-------- INFORMATION PROVIDED

PR #5203, opened 2025-08-26
CANDLEPIN-1050: Fixed constraint violation in InactiveConsumerCleanerJob

bakajstep:
- Previously, when the job attempted to delete a consumer whose UUID already existed in `cp_deleted_consumers`, it failed with a unique constraint violation. The logic now uses an upsert to handle already-deleted consumers safely.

----------------

§ **WHAT TO WORK ON**: Write out the material from the first line to the last, exactly.

§ **YOUR SOLUTION**:
PR #5203, opened 2025-08-26
CANDLEPIN-1050: Fixed constraint violation in InactiveConsumerCleanerJob

bakajstep:
- Previously, when the job attempted to delete a consumer whose UUID already existed in `cp_deleted_consumers`, it failed with a unique constraint violation. The logic now uses an upsert to handle already-deleted consumers safely.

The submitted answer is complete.